The exploitation flow involves:
- An attacker injects malicious JavaScript into a Shipping Method Name, Order Reference, or Site Name field
- The payload is stored in the application database
- An administrator navigates to the order index page
- Upon double-clicking an order to view details, the slideout panel renders the stored payload
- The malicious script executes in the administrator's browser context
Detection Methods for CVE-2026-29177
Indicators of Compromise
- Unexpected JavaScript code or HTML tags in order-related database fields (Shipping Method Name, Order Reference, Site Name)
- Unusual script execution errors in browser console logs when viewing order details
- Reports of unexpected behavior or redirects when administrators access order management interfaces
- Audit log entries showing modifications to order fields with suspicious content patterns
Detection Strategies
- Implement Web Application Firewall (WAF) rules to detect XSS patterns in order-related API requests
- Review database records for order fields containing script tags, event handlers (onclick, onerror, etc.), or JavaScript URIs
- Monitor server logs for POST requests to order endpoints containing encoded script payloads
- Deploy Content Security Policy (CSP) headers and monitor for CSP violation reports
Monitoring Recommendations
- Enable detailed logging for all order creation and modification operations
- Configure browser-based XSS auditing and CSP reporting endpoints
- Implement automated scanning of stored order data for common XSS patterns
- Monitor for unusual administrative session activity following order detail views
How to Mitigate CVE-2026-29177
Immediate Actions Required
- Upgrade Craft Commerce to version 4.10.2 or later (for 4.x installations)

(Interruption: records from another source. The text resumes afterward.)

PR #8116, opened 2024-09-20
Issue/8008 resource scheduler polishing

### LINKED ISSUE #8008: resource scheduler: polish scheduling algorithm
#7548 will be merged ASAP, as soon as the interface towards server and agent is finalized. It will still contain a lot of TODO's that are specific to the scheduling algorithm. These should be resolved.

- [ ] polish
- [ ] unit tests (+ if feasible test with a dummy executor)
- [ ] TODO's

sanderr:
# Description

Polished the resource scheduler and addressed todos and review comments from #8001. I attached some comments to the diff with more details / motivation.

Please also have another look at the comments you made in #8001 to see if they have been resolved to your satisfaction.

closes #8008

# Self Check:

- [x] Changelog entry


src/inmanta/deploy/scheduler.py
```diff
@@ -36,11 +39,63 @@
 LOGGER = logging.getLogger(__name__)
 
 
-# FIXME[#8008] review code structure + functionality + add docstrings
-# FIXME[#8008] add import entry point test case
+class TaskManager(abc.ABC):
```
sanderr, line 42: I added this to have a restricted interface with the tasks, so they don't need to access private attributes. As I see it, this makes it easier to reason on scheduler state, because it's all in one place (here), and we know it won't be misused elsewhere. The two modules / classes are still relatively tightly coupled, but at least in a well defined manner.

src/inmanta/deploy/scheduler.py
```diff
@@ -60,30 +115,38 @@ def __init__(
         self._work: work.ScheduledWork = work.ScheduledWork(
             requires=self._state.requires.requires_view(),
             provides=self._state.requires.provides_view(),
-            consumer_factory=self.start_for_agent,
+            new_agent_notify=self._start_for_agent,
```
sanderr, line 118: Just a suggestion: I found the name `consumer_factory` a bit vague / confusing. I can revert this if you don't like it.

src/inmanta/deploy/state.py
```diff
@@ -16,40 +16,31 @@
...
-
-    # FIXME: flatten out inheritance?
-
-    def __init__(self, id: ResourceIdStr, version: int, attributes: dict[str, object], attribute_hash: AttributeHash) -> None:
-        super().__init__(id, version, attributes)
-        self.attribute_hash = attribute_hash
-
-    attribute_hash: AttributeHash
+@dataclass(frozen=True)
+class ResourceDetails:
```
sanderr, line 41: This is one of the bigger changes I made, as proposed on Slack. I felt that the inheritance from `executor.ResourceDetails` was not appropriate here, because `executor.ResourceDetails` contains the full specification to deploy a resource, while this dataclass here is simply meant to express the current intent of a resource.

Most importantly imo, it should be version agnostic: the scheduler knows which version it reflects, and it makes sure that its model state reflects that version. If a new version is read from the database, unchanged resources should not be affected. The resource should become versioned only at the point where we actually commit to a version. Therefore I moved the construction of `executor.ResourceDetails` to the `tasks` module.

src/inmanta/deploy/tasks.py
```diff
@@ -87,81 +96,57 @@ class PoisonPill(Task):
...
-
-    @abc.abstractmethod
-    async def execute_on_resource(
-        self, scheduler: "scheduler.ResourceScheduler", agent: str, resource_details: "state.ResourceDetails"
-    ) -> None:
-        pass
+        intent = await task_manager.get_resource_intent(self.resource, for_deploy=True)
+        if intent is None:
+            # Stale resource, can simply be dropped.
+            return
```
sanderr, line 110: The common part here became so trivial that I felt it made no sense anymore to group them together under a common subclass, so I dropped `OnLatestState`.

src/inmanta/deploy/work.py
```diff
@@ -250,75 +267,82 @@ class ScheduledWork:
...
+        and scheduler intent. May defer tasks that were previously considered ready to execute if any of their dependencies are
+        added to the scheduled work or if new dependencies are added.
 
-        :param ensure_scheduled: Set of resources that should be deployed. Adds a deploy task to the scheduled work for each
+        :param resources: Set of resources that should be deployed. Adds a deploy task to the scheduled work for each
             of these, unless it is already scheduled.
-        :param running_deploys: Set of resources for which a deploy is currently running, for the latest desired state, i.e.
-            stale deploys should be excluded.
+        :param stale_deploys: Set of resources for which a stale deploy is in progress, i.e. a deploy for an outdated resource
+            intent.
```
sanderr, line 312: @wouterdb this was previously `running_deploys`, on which you commented that it was unclear. I turned the approach around, I hope it's more clear now.

tests/agent_server/deploy/test_scheduler_agent.py
```diff
@@ -180,9 +180,7 @@ async def test_basic_deploy(agent: TestAgent, make_resource_minimal):
         ResourceIdStr(rid2): make_resource_minimal(rid2, {"value": "a"}, [rid1], 5),
     }
 
-    # FIXME: SANDER: It seems we immediatly deploy if a new version arrives, we don't wait for an explicit deploy call?
-    # Is this by design?
```
sanderr, line 184: It was, with the intention to have the same behavior as the one we have now. But I just realized that it is actually a deviation since this is currently managed by a setting.

I have to give it more thought, but it may be difficult to change this, damn.

src/inmanta/deploy/scheduler.py
```diff
@@ -143,86 +207,87 @@ async def get_facts(self, resource: dict[str, object]) -> None:
...
 
-    async def build_resource_mappings_from_db(self, version: int | None = None) -> Mapping[ResourceIdStr, ResourceDetails]:
+    async def _build_resource_mappings_from_db(self, version: int | None = None) -> Mapping[ResourceIdStr, ResourceDetails]:
         """
         Build a view on current resources. Might be filtered for a specific environment, used when a new version is released
 
         :return: resource_mapping {id -> resource details}
         """
         if version is None:
+            # TODO: create ticket: BUG: not necessarily released
```
sanderr, line 217: I'll delegate these to a new ticket but that will be for Monday.

src/inmanta/deploy/scheduler.py
```diff
@@ -60,30 +115,38 @@ def __init__(
...
+        # Set of resources for which a concrete non-stale deploy is in progress, i.e. we've committed for a given intent and
+        # that intent still reflects the latest resource intent
+        # Apart from the obvious, this differs from the agent queues' in-progress deploys in the sense that those are simply
+        # tasks that have been picked up while this set contains only those tasks for which we've already committed. For each
+        # deploy task, there is a (typically) short window of time where it's considered in progress by the agent queue, but
+        # it has not yet started on the actual deploy, i.e. it will still see updates to the resource intent.
+        self._deploying: set[ResourceIdStr] = set()
+        # Set of resources for which a concrete stale deploy is in progress, i.e. we've committed for a given intent and
+        # that intent has gone stale since
+        self._deploying_stale: set[ResourceIdStr] = set()
```
wouterdb, line 144: Why do we need to keep track of this?

src/inmanta/deploy/tasks.py
```diff
@@ -87,81 +96,55 @@ class PoisonPill(Task):
...
-            # The deploy that finished has become stale (state has changed since the deploy started).
-            # Nothing to report on a stale deploy.
-            # A new deploy for the current model state will have been queued already.
+        is_success: bool = status == const.ResourceState.deployed
+        await task_manager.report_resource_state(
+            resource=self.resource,
+            attribute_hash=resource_details.attribute_hash,
+            status=state.ResourceStatus.UP_TO_DATE if is_success else state.ResourceStatus.HAS_UPDATE,
+            deployment_result=state.DeploymentResult.DEPLOYED if is_success else state.DeploymentResult.FAILED,
+        )
```
wouterdb, line 121: I wonder if this should be in a finaly block? i.e. where is the hard exception boundary for e.g.  all the remoting? 

If this is not called, due to an exception, the state of the scheduler is toast, if I understand correctly?

tests/agent_server/deploy/scheduler_test_util.py
```diff
@@ -68,7 +68,7 @@ def convert_resource(resource: JsonType) -> ResourceDetails:
     m.update(character.encode("utf-8"))
     attribute_hash = m.hexdigest()
 
-    return ResourceDetails(out, attribute_hash)
+    return ResourceDetails(attributes=out, attribute_hash=attribute_hash)
```
wouterdb, line 71: oh, now I understand. The resource details `attribute` field doesn't just contain the attributes, but the serialized resource? Then I think the field should have a different name? 

or this is a mistaken update of the testcase, and it should be
```suggestion
    return ResourceDetails(attributes=attributes, attribute_hash=attribute_hash)
```

tests/agent_server/deploy/test_scheduler_agent.py
wouterdb: We will have to dampen this somehow, but not now.

wouterdb (commented):
nice!

src/inmanta/deploy/state.py
sanderr: I have to confess I'm always on the fence for these types of things. Do you duplicate the id in the object, adding an invariant that it matches the key in the mapping, or do you keep it contained to just the "data"? I'm not particularly attached to this, so I can add the id.

src/inmanta/deploy/scheduler.py
sanderr: 1. We want to track the in-progress tasks, so that when we trigger a deploy, we know what's already running.
2. We want to make sure we only consider tasks as in-progress for the purposes of 1, if they are running for the latest intent, or they haven't committed to an intent yet.

This set is to inform the `ScheduledWork` that while there are tasks running for these resources, they should not be taken into consideration because they are known to be stale.

I have to confess (I meant to add a comment but I forgot) that I'm not completely satisfied with how this ended up. But I also don't see an alternative that I prefer. The knowledge of which tasks are running is in the agent queues mostly, but the semantics of what the tasks mean and what a stale deploy is, live in the scheduler. I tried to stick with those responsibilities as much as I could, but there are some rough edges to it that I couldn't get rid of.

src/inmanta/deploy/tasks.py
sanderr: You're right. I made the change, but I had to move some code around to keep it coherent (it felt a bit strange to handle some exceptions in `do_deploy` and some others outside of it.

tests/agent_server/deploy/scheduler_test_util.py
sanderr: Definitely a mistaken update, thanks.

mypy-baseline.txt
```diff
@@ -978,6 +978,7 @@ src/inmanta/agent/resourcepool.py:0: error: Argument 1 to "append" of "list" has
 src/inmanta/agent/resourcepool.py:0: error: Missing type parameters for generic type "PoolMember"  [type-arg]
 src/inmanta/deploy/scheduler.py:0: error: Argument 1 to "parse_id" of "Id" has incompatible type "object"; expected "ResourceVersionIdStr | ResourceIdStr"  [arg-type]
 src/inmanta/deploy/scheduler.py:0: error: Argument "attribute_hash" to "ResourceDetails" has incompatible type "str | None"; expected "str"  [arg-type]
+src/inmanta/deploy/scheduler.py:0: error: "object" has no attribute "__iter__"; maybe "__dir__" or "__str__"? (not iterable)  [attr-defined]
```
sanderr, line 981: Simply a new instance of a known shortcoming in our typing (untyped resource attributes, in this case "requires").

src/inmanta/deploy/state.py
```diff
@@ -39,9 +39,16 @@ def provides_view(self) -> Mapping[ResourceIdStr, Set[ResourceIdStr]]:
...
 class ResourceDetails:
+    resource_id: ResourceIdStr
     attribute_hash: str
     attributes: Mapping[str, object] = dataclasses.field(hash=False)
 
+    id: Id = dataclasses.field(init=False, compare=False, hash=False)
+
+    def __post_init__(self) -> None:
+        # use object.__setattr__ because this is a frozen dataclass, see dataclasses docs
+        object.__setattr__(self, "id", Id.parse_id(self.resource_id))
```
wouterdb, line 50: so this is how it's done! Oh the horror.

src/inmanta/deploy/tasks.py
wouterdb: It is normal, different types of failure are handled differently and at some level, no exceptions are expected, but they still have to be stopped to protect the main loop.

wouterdb (approved):

src/inmanta/deploy/tasks.py
sanderr: Exactly, but by lifting it up a level, the two cases become one and we're no longer dealing with vagueries purely for the sake of protecting the main loop, we now have the context to know what we're protecting against.

arnaudsjs (approved):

- Upgrade Craft Commerce to version 5.5.3 or later (for 5.x installations)
- Audit existing order data for potentially malicious content in Shipping Method Name, Order Reference, and Site Name fields
- Review administrative session logs for signs of compromise
Patch Information
The vulnerability has been fixed in Craft Commerce versions 4.10.2 and 5.5.3. The patch implements proper output encoding for the affected fields when rendered in the order details slideout. Organizations should update to these versions immediately.

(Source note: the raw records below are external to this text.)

PR #8122, opened 2024-09-23
fix bug when loading versions from the DB

### LINKED ISSUE #8118: resource scheduler may deploy unreleased resources
`_build_resource_mappings_from_db` calls `get_resources_in_latest_version`. As the name implies, this returns the resources for the latest version, which might not have been released yet.

Start with a test case to confirm the hypothesis, then fix the bug.

### LINKED ISSUE #8119: resource scheduler may track inconsistent version
`read_version` sets version to `environment.last_version`. However, it also calls `_build_resource_mappings_from_db` to fetch the resources for a version. There are two issues here:

1. `environment.last_version` gives the highest reserved version number. This version might not have been released, or it might not even have been exported (yet or at all, e.g. export interrupted).
2. There might be a race where this version differs from the resources' version

wouterdb:
# Description

closes #8118 
closes #8119 

## The proverbial can of worms

It is very likely the method 'get_resources_in_latest_version' was always intended to return only released version. 

It's only use I can find is in lsm to find all resources that are required by a service.

```python
lifecycle_transfer_resources = await self.resource_service.get_resources_in_latest_version(
                environment=env,
                resource_type="lsm::LifecycleTransfer",
                attributes={"instance_id": str(service_id)},
                connection=con,
            )
```

In this context, 
1. it makes little sense to take into account unreleased version (it does make a little sense, because if all versions are produced by lsm, the last version, released or not, best reflects the latest inventory state)
2. it is absolutely whack to pull **every** `lsm::LifecycleTransfer` out of the DB to do what is essentially a match on the primary key.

For detailed patch information, refer to the GitHub Commit Changes and the GitHub Security Advisory.
Workarounds
- Implement strict Content Security Policy (CSP) headers that disable inline script execution
- Restrict access to order management interfaces to trusted administrators only
- Manually sanitize suspicious order data in the database pending patch deployment
- Consider temporarily disabling the order details slideout functionality if patching is not immediately possible
# Configuration example
# Add to your web server configuration to implement CSP headers
# Apache (.htaccess or httpd.conf)
Header set Content-Security-Policy "default-src 'self'; script-src 'self'; object-src 'none'"
# Nginx
add_header Content-Security-Policy "default-src 'self'; script-src 'self'; object-src 'none'";
Disclaimer: This content was generated using AI. While we strive for accuracy, please verify critical information with official sources.